## Your instructions
Each line with the string "production" is to be copied from the records below.
§ §
PR #238, opened 2019-08-23
[MAISTRA-840] Remove the login strategy from Kiali auth CR

jwendell:
The only supported authentication strategy is now "openshift".
This aligns with what we have for other components already, like
Prometheus, Grafana and Jaeger.


deploy/examples/maistra_v1_servicemeshcontrolplane_cr_auth.yaml
```diff
@@ -7,6 +7,9 @@ spec:
   # element too.  An empty element is interpreted as null and will override all
   # default values (i.e. no values will be specified for that element, not even
   # the defaults baked into the chart values.yaml).
+
+  # For a complete list of all options, see the docs at https://maistra.io/docs/getting_started/custom-install/
```
brian-avery, line 11: Can you please update docs as well?

brian-avery: Other than that, lgtm

jwendell: It will be part of maistra-787

brian-avery (approved):
Content lgtm. This should be merged alongside the PR for maistra-787

helm/istio/charts/kiali/templates/kiali-cr.yaml
```diff
@@ -8,14 +8,10 @@ spec:
   istio_namespace: "{{ .Release.Namespace }}"
 
   auth:
-{{- if .Values.dashboard }}
```
rcernich, line 11: The only change here should be adding `.Values.dashboard.secretName` to the `and` statement below.  If not all of those are set, we should be using oauth (`openshift`) by default.

rcernich (changes requested):

rcernich (approved):

knrc (approved):

PR #243, opened 2019-08-27
MAISTRA-854: Revert "MAISTRA-764: Update elasticsearch resources for running in restricted…"

rcernich:
Reverts Maistra/istio-operator#241

### DIFF
--- a/helm/istio/charts/tracing/templates/jaeger-production-elasticsearch.yaml
+++ b/helm/istio/charts/tracing/templates/jaeger-production-elasticsearch.yaml
@@ -63,7 +63,7 @@ spec:
 {{- if .Values.jaeger.elasticsearch.nodeCount }}
       nodeCount: {{ toYaml .Values.jaeger.elasticsearch.nodeCount }}
 {{- else }}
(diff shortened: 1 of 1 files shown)


brian-avery (approved):

jwendell (approved):

knrc:
MAISTRA-764 should not have been reverted, we now have a configuration which *does not* install.

brian-avery:
Hey Kev,

Just saw your comment on this. This decision was made in the program call
after a discussion with everyone. The resulting decision was that it was
better to have a config that doesn't install in a default OpenShift install
that is production ready than one that doesn't install that is not
production ready. The elasticsearch defaults set before this PR was
reverted do not start.

knrc:
@brian-avery The default values used previously was starting on the default openshift installation, albeit after about 15 seconds or so, at least when I tested it.  Also the elastic search documentation for minimum configuration is https://docs.openshift.com/container-platform/4.1/logging/config/efk-logging-elasticsearch.html#efk-logging-elasticsearch-limits_efk-logging-elasticsearch

PR #246, opened 2019-09-03
[MAISTRA-885] Fix the links to the installation options

jwendell:


brian-avery:
Outside the scope of this PR, but I wonder if these files should be removed. Since we're not supporting install outside of OLM (which provides its own example) and the documentation should provide enough documentation, I wonder if it makes sense to start moving away from this deployment examples directory. Something to think about.

brian-avery (approved):

rcernich:
OLM just governs the operator installation, not control plane deployment.

brian-avery:
OLM includes examples for the control plane as do both product and community documentation. I was just asking if we still feel like it's worth it to have a third source of examples. That being said, we could also script both maistra.io and OLM to pull from one of these examples, so this could become authoritative. This directory is hidden (not listed) for users though.

rcernich:
OLM only provides support for a single example for each CRD owned by the operator.  I don't believe you can have multiple examples.  That said, I don't know how OLM uses these examples, just that it documents that there should be one per CRD.

knrc (approved):

PR #1643, opened 2024-02-21
[WIP]OSSM-5881 Do not require ingress and egress gateways when `spec.cluster.multiCluster` is enabled

mayleighnmyers:
https://issues.redhat.com/browse/OSSM-5881

Currently, users cannot disable ingress and egress gateways when multi-cluster is enabled, because setting spec.gateways.enabled is ignored when spec.cluster.multiCluster is enabled. 

Acceptance criteria:
When the SMCP above is applied, ingress and egress gateways are not deployed.


jewertow (commented):
Multi-cluster settings should not affect ingress and egress gateways at all, so you can remove these patches.

pkg/apis/maistra/conversion/common.go
mayleighnmyers, line 1: Changed valmap to val since there was a tautological condition.

pkg/apis/maistra/conversion/security_test.go
```diff
@@ -1034,3 +1034,79 @@ func TestSecurityConversionFromV2ToV1(t *testing.T) {
...
+multiClusterOverrides:
+  expansionEnabled:
+spec:
+  cluster:
+    multiCluster:
+      enabled: true
+  gateways:
+    enabled: false
+    useILB: false
+`),
```
jewertow: These values are obviously incorrect, so this test fails as expected.

pkg/apis/maistra/conversion/security_test.go
```diff
@@ -1034,3 +1034,79 @@ func TestSecurityConversionFromV2ToV1(t *testing.T) {
...
+var multiClusterTestCases = []multiClusterTestCase{
+	{
+		name: "MultiCluster_v2_4",
+		spec: &v2.ControlPlaneSpec{
+			Version: versions.V2_4.String(),
+			Security: &v2.SecurityConfig{
+				CertificateAuthority: &v2.CertificateAuthorityConfig{
+					Type: v2.CertificateAuthorityTypeCertManager,
+					CertManager: &v2.CertManagerCertificateAuthorityConfig{
+						Address: "",
```
jewertow: Security and cert-manager?

jewertow (changes requested):

pkg/apis/maistra/conversion/security_test.go
mayleighnmyers: When I run the test locally it is asking me to add a bunch of stuff, should I keep it to what you had put into the jira?

jewertow: > When I run the test locally it is asking me to add a bunch of stuff

You should never adjust expected test data to the actual result just to make the test pass. Your test and data should drive the implementation, so first fix the expected helm values and the input (SMCP spec) and then work on the implementation until it passes for the correct input and output.

> should I keep it to what you had put into the jira?

In JIRA I added only SMCP spec. You can use that YAML to properly configure input SMCP in your test.

pkg/apis/maistra/conversion/security_test.go
jewertow, line 1: You modified cluster.go, so I would expect to see appropriate tests in cluster_test.go.

jewertow (changes requested):
It's a good direction, but I can see that many tests fail, including the new one:
```
--- FAIL: TestMultiClusterGatewaysDisabled (0.00s)
    --- FAIL: TestMultiClusterGatewaysDisabled/MultiCluster_v2_4-v2_to_v1 (0.00s)
    --- FAIL: TestMultiClusterGatewaysDisabled/MultiCluster_v2_4-v1_to_v2 (0.00s)
```
Can you fix these tests?

jewertow:
Hey @mayleighnmyers, I am closing this PR, because we will release OSSM 3 soon with GA support for multi-cluster deployments, so it's no longer needed.

PR #1650, opened 2024-02-26
OSSM-5988 Skip go.mod updates until cachito has been updated

dgn:
This reverses some of the automator changes to go.mod. It's not a problem as we don't really use the istio.io dependency for a lot of things (mostly just their "ptr" package).

We might want to look at replacing its usage entirely if we don't need it. Or just pin it to a stable version.


FilipB (approved):
LGTM

jwendell (commented):
We should not limit / slowdown the development pace of operator because of a limitation in downstream build environment.

Hopefully we will be able to handle things like this in the fork.

PR #1657, opened 2024-02-28
OSSM-5894 Add tool for transforming upstream values types to the operator API

luksa:


luksa:
**The best way to review this is to review the 2nd commit instead of the entire PR.**

The other two commits are there to make the 2nd commit cleaner:
- The 1st commit minimizes the changes made by the 2nd commit.
- The 3rd commit merely merges the three types files into a single values_types.gen.go file (it contains no changes to the API or the tool).

Makefile.core.mk
```diff
@@ -302,6 +302,26 @@ deploy-example-kubernetes: ## Deploy an example Istio resource on Kubernetes
 gen-manifests: controller-gen ## Generate WebhookConfiguration and CustomResourceDefinition objects.
 	$(CONTROLLER_GEN) crd:allowDangerousTypes=true webhook paths="./..." output:crd:artifacts:config=chart/crds
 
+# TODO: move this to versions.yaml or get the files via go.mod instead of downloading them
+ISTIO_REPO_BASE=https://raw.githubusercontent.com/istio/istio/0e7ecbd31f9524b063ced1f49f1a6f6e063d2bf5
+API_REPO_BASE=https://raw.githubusercontent.com/istio/api/ccd5cd40965ccba232d1f7c3b0e4ecacd0f6ceda
+.PHONY: gen-api
+gen-api: ## Generate API types from upstream files
+	# TODO: should we get these files from the local filesystem by inspecting go.mod?
```
dgn, line 310: I don't think we should. we already had problems because of our dependency on `istio/istio` and we shouldn't enforce always using the latest just because we want to use the latest charts - it's not necessary and might force us to make unrelated changes (like in this case upgrade to golang 1.22- which in itself isn't bad but not strictly required for installing latest istio)

Makefile.core.mk
```diff
@@ -302,6 +302,26 @@ deploy-example-kubernetes: ## Deploy an example Istio resource on Kubernetes
 gen-manifests: controller-gen ## Generate WebhookConfiguration and CustomResourceDefinition objects.
 	$(CONTROLLER_GEN) crd:allowDangerousTypes=true webhook paths="./..." output:crd:artifacts:config=chart/crds
 
+# TODO: move this to versions.yaml or get the files via go.mod instead of downloading them
```
dgn, line 305: my first instinct is to use versions.yaml, I don't like using go.mod (see comment below).

Using versions.yaml would create the problem though that if we're tracking `master` here, but an older version downstream, the API will diverge. that would be correct- but we might want to discuss that more to see what the exact workflow would look like for downstream. it's also another reason why go.mod is maybe not a good choice- we'd have to downgrade the istio/istio dependency in the fork.

for a start, using a fixed commit is perfect though

hack/api_transformer/main.go
```diff
@@ -0,0 +1,884 @@
...
+					if toString(field.Type) == "*intstr.IntOrString" {
+						addTag(field, "// +kubebuilder:validation:XIntOrString")
+					}
+
+					if field.Doc != nil {
+						for _, comment := range field.Doc.List {
+							if strings.HasPrefix(comment.Text, "// REQUIRED.") {
+								addTag(field, "// +kubebuilder:validation:Required")
+								removeOmitemptyFromJSONTag(field)
+								// TODO: remove pointer?
```
dgn, line 251: I'd say no. IMO if it somehow gets past validation it's still better to have it as `nil` then an accidental default value

dgn (approved):
Thank you very much Marko, this was clearly a lot of work but the result looks fantastic.

I noticed a lot of `TODO:` docstrings in the upstream definitions which now get copied into our CRD. Do you think we'd want to filter them out?

PR #1664, opened 2024-03-03
Fix printing of operator logs

dgn:
Little typo in https://github.com/maistra/istio-operator/pull/1662 prevented it from actually printing operator logs


dgn:
Closing as fix is included in https://github.com/maistra/istio-operator/pull/1663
§ §
## Exercise output
--- a/helm/istio/charts/tracing/templates/jaeger-production-elasticsearch.yaml
+++ b/helm/istio/charts/tracing/templates/jaeger-production-elasticsearch.yaml
that is production ready than one that doesn't install that is not
production ready. The elasticsearch defaults set before this PR was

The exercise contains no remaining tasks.